What it doesn’t do, is give any indication in your normal error log, instead it logs DoS attacks in to a directory (DOSLogDir), so if you think mod_evasive might be blocking your users, you need to find this location and look there, if it is then you’ll see files such as dos-192.0.2.1 etc.

If it is mod_evasive blocking then you have a couple of options:

  1. Allow the IP address in the configuration using: DOSWhitelist 192.0.2.1
  2. Change your page/site counts and intervals so they don’t trigger blocks as early

You might want to do #1 if it’s rare that it is causing an issue and #2 if it is catching lots of users.

Suspect 2.5: mod_evasive & cPanel

We recently came across an issue with an external cPanel server where all of a sudden they were getting 1000s of 403 Forbidden error messages for their users.  As far as they were concerned, nothing had changed on the server, there had been no one logged in making any configuration changes.

We started investigating for them, and started out looking for issues with access control, as it’s the most likely culprit, but in this case it wasn’t.  We tracked it down to a cPanel update overwriting a configuration file when an update was applied a few days earlier.

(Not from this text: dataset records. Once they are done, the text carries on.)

PR #288, opened 2015-06-04
Add support for creating a VPC and Route 53 private hosted zone

hectcastro:
Make use of `majorkirby` to thread together the launching of an Amazon VPC, along with an associated Route 53 private hosted zone, with Boto.

For more details instructions, see the `README` at the root of the `deployment` subdirectory.

Connects #26. Also, tagging @kdeloach and @lliss.

Issue #285, opened 2015-06-04
Set default NAT AMI to most recent version


hectcastro:
Currently, the most recent NAT AMI is hardcoded into the Troposphere template. If not set in the deployment configuration file, this should default to the most recent NAT AMI ID.

PR #304, opened 2015-06-05
Dynamically set NAT AMI if none is provided

hectcastro:
If no NAT AMI is provided, use the most recent 64bit NAT AMI with HVM support.

Connects #285 and builds on top of #288. Also, tagging @kdeloach and @lliss.

### DIFF
--- a/deployment/cfn/utils/cfn.py
+++ b/deployment/cfn/utils/cfn.py
@@ -51,6 +51,17 @@ def get_subnet_cidr_block():
         current += 1
 
 
+def get_recent_ami(aws_profile, ami_name, owner="self"):
+    conn = boto.connect_ec2(profile_name=aws_profile)
+    images = conn.get_all_images(owners=owner, filters={
+        'name': ami_name
+    })
+
+    return sorted(filter(lambda i: True if 'beta' not in i.name else False,
+                         images),
+                  key=lambda i: i.name, reverse=True)[0].id
+
+
 def read_file(file_name):
     """Reads an entire file and returns it as a string
 
--- a/deployment/cfn/vpc.py
+++ b/deployment/cfn/vpc.py
@@ -7,7 +7,12 @@ from troposphere import (
     Join
 )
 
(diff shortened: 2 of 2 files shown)


deployment/default.yml.example
```diff
@@ -0,0 +1,11 @@
...
+Region: 'us-east-1'
+StackType: 'Staging'
+KeyName: 'stg'
+IPAccess: '0.0.0.0/0'
+NATInstanceType: 't2.micro'
+NATInstanceAMI: ''
+NATAvailabilityZones: ['us-east-1a', 'us-east-1b']
+BastionHostInstanceType: 't2.micro'
+BastionHostAMI: ''
+PrivateHostedZoneName: 'mmw.internal'
```
kdeloach: Does this replace environmental variables?

deployment/cfn/stacks.py
```diff
@@ -0,0 +1,41 @@
...
+
+    Arguments
+    :param mmw_config_path: Path to the config file
+    :param profile: Config profile to read
+    """
+    mmw_config = ConfigParser.ConfigParser()
+    mmw_config.optionxform = str
+    mmw_config.read(mmw_config_path)
+
+    return {k: v.strip('"').strip("'") for k, v in mmw_config.items(profile)}
```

When the server had initially been setup by a 3rd party they had enabled mod_evasive using EasyApache and then edited the module configuration file:

/etc/apache2/conf.modules.d/300-mod_evasive.conf

and changed the cPanel defaults from:

DOSHashTableSize    3097
DOSPageCount        4
DOSSiteCount        100

to:

DOSHashTableSize    12289
DOSPageCount        128
DOSSiteCount        512

The reason for the changes are because site makes extensive use of AJAX to load data in the background, so 100 requests in a 2 second period (the cPanel default) or 4 requests for the same AJAX endpoint in 2s were nowhere near enough and users were getting blocked for 10s at a time.

At some point, cPanel will always overwrite configuration files if you edit them, although in this instance it had remained unchanged since the server was setup 20 months earlier, so they had a good run.

We fixed the issue by putting the settings in to the cPanel provided /etc/apache2/conf.d/includes/pre_virtualhost_global.conf file (also editable from WHM) which means that barring anything going badly wrong with cPanel, the changes will persist through updates:

<IfModule mod_evasive24.c>
    DOSHashTableSize    12289
    DOSPageCount        128
    DOSSiteCount        512
</IfModule>

Once again, users were able to use the application without issues.